If these trends endure -- and unlike other shifts in the past few years, there's plenty of evidence to suggest that Democrats have achieved lock-in with millenials -- the Left is going to have a much stronger base from which to build over the next few years.
I lived through the 1970's and 1980's as a politically-aware adult. I don't know that Reagan's anticommunism had much political potency. I do think the very success of the New Deal (as extended by WWII) in creating a society, which empowered an expansive, suburban middle class, undermined "faith in government".
A whole generation grew up, who had no experience of how badly things can go wrong. The American economy of the 1920's, which had left vast swaths of the South, and West and even the rural Midwest, off the electrical grid and out of the industrial prosperity of the Great Lakes and Northeast, was completely forgotten. The vast array of Progressive and New Deal institutions from the SEC and bank deposit insurance to the FDA and Agriculture Department to the UAW and AFL-CIO, which had successfully managed and regulated markets faded out of immediate consciousness. So, a Friedman could come along and argue that none of those institutions were necessary to the functioning of the web of now-trusted business and markets.

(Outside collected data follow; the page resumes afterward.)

PR #4083, opened 2022-09-06
drop primitive serializer support for data:: types

akva2:
Downstream of https://github.com/OPM/opm-common/pull/3142


opm/simulators/utils/ParallelRestart.cpp
```diff
@@ -31,35 +31,11 @@
 #include <dune/common/parallel/mpitraits.hh>
 #if HAVE_MPI
 #include <ebos/eclmpiserializer.hh>
-#endif
```
bska, line 34: I'm probably blind, but I didn't see this `#endif` reinstated somewhere else.  Is that intentional?

akva2: no, rebase meh. fixed.

bska (approved):
Thanks.  The one downside I see to removing the separate unit tests is that it is a lot harder to single-step into a macro in a debugger if the test fails.  On the other hand I suppose we can always insert a dedicated test case locally if that situation occurs.

I'll merge into master.

atgeirr:
Having written part of the code deleted here just weeks ago, I support this removal!

blattms:
Good for you. Not always easy, though. :+1:

PR #4087, opened 2022-09-08
Rename serialization files

akva2:
This is the start of a PR series where we end up with the current EclMpiSerializer (ultimately renamed to a generic Opm::Serializer) being templated over a primitive serializer (ie the code in the MPISerializer), to allow using it with other backends than MPI_Pack w/ friends. The goals are

- to generalize the serialization API
- to simplify the serialization API
- to allow moving the serialization class and its tests to opm-common

To keep things building at all stages there will be code that is moved around several times.


akva2:
jenkins build this please

opm/simulators/utils/MPISerializer.hpp
```diff
@@ -0,0 +1,373 @@
...
+  std::vector<char> buffer(size);
+  if (comm.rank() == root) {
+      int pos = 0;
+      variadic_pack(pos, buffer, comm, std::forward<Args>(args)...);
+  }
+  comm.broadcast(buffer.data(), size, root);
+  if (comm.rank() != root) {
+      int pos = 0;
+      variadic_unpack(pos, buffer, comm, std::forward<Args>(args)...);
+  }
```
bska, line 362: Quick note here: We are generally not allowed to `forward<>` arguments more than once.  I am guilty of having done that myself in the past, but now I try hard to avoid it.  Forwarding probably works in this particular case since I expect the arguments to `broadcast()` to be l-values instead of pr- or x-values in which case the reference collapsing process on the forwarding references does nothing at all.

atgeirr:
Overall I agree with the direction proposed (have not reviewed this in detail), but I wonder if MPISerializer is a good name. What about MPIPacking instead? That would more precisely indicate what its role is.

akva2:
That's a better name indeed.  Will change. There is really nothing to review here, it's a pure splitting and renaming PR.

akva2:
jenkins build this please

akva2:
jenkins build this please

akva2:
any reason why this has limboed?

bska:
> any reason why this has limboed?

You didn't respond to my [earlier comment](https://github.com/OPM/opm-simulators/pull/4087#pullrequestreview-1100526623).

opm/simulators/utils/MPISerializer.hpp
akva2: You are probably correct. However, this is not new code, it has been working for a year or so. Not sure how how I can avoid it, as we need to go over the params twice, once to find the size and once to pack them.

akva2: I can probably remove the forward, it was added upon your request, https://github.com/OPM/opm-simulators/pull/3674#discussion_r745524730 :)

bska: > I can probably remove the forward

Cool.

> it was added upon your request

Right.  For what it's worth I still stand by that comment and it applies to the implementations of the individual `variadic_*()` operations.  Just not to implementation of the `broadcast()` operation.  You **can** `forward<>()` the arguments to the **last** part of the operation (i.e., the `variadic_unpack()`) however.

akva2: done.

akva2:
jenkins build this please

bska (approved):

PR #4088, opened 2022-09-08
removing unused setupCartesianToCompressed_ function for BlackoilWellModel

GitPaean:
it shows up when reading code.


GitPaean:
jenkins build this please

bska (approved):
Good catch.  I **suspect** that this is a remnant from an early version of the ALUGrid work.  We'll reintroduce the mapping if we need it.  For now I'll merge into master.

The New Deal institutions had tamed the plutocracy and Big Business, and made them trustworthy. And, a generation grew up trusting them. And, the institutions, themselves seemed archaic, their purposes and necessity forgotten.

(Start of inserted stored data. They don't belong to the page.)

PR #4089, opened 2022-09-08
Optionals are handled in serializer

akva2:
No need for this in the packer.

Also fix predicate for vector to allow custom allocators.

Sits on top of https://github.com/OPM/opm-simulators/pull/4087


akva2:
jenkins build this please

The dismantling of New Deal institutions offered considerable profit opportunities for Big Business, and so a political movement organized around dismantling them, with little opposition from a somnolent public.
None of this had much to do with fear of Communism.
People are awakening to the dangers of an untrustworthy business community and an untrustworthy Republican Party.
What we don't have, is a vision of a way forward, economically. Most people correctly perceive the decline of the country is underway, and outside of the West Coast, and Northeast -- blue America -- there is no obvious economic opportunity pulling the country forward.
Posted by: Bruce Wilder | Jun 27, 2007 12:25:08 PM
I'm a GenXer and I certainly don't remember any great successes in my family's life during the Reagan era! I contribute the GenXer ties to the GOP to be the result of brainwashing. It seems in my lifetime the GOP has really ramped up the ideologue quotient with talk radio. A policy that was fostered by the media and cultural push towards blind consumerism and materialism.
Posted by: Eddie | Jun 27, 2007 12:47:41 PM
It looks like the kids all left.
Posted by: AJ | Jun 27, 2007 1:24:35 PM
Cool double post, Ezra.
Posted by: Dilan Esper | Jun 27, 2007 8:20:58 PM
Anyone else find disturbing the fact that young voters are less pro-choice than the electorate at large?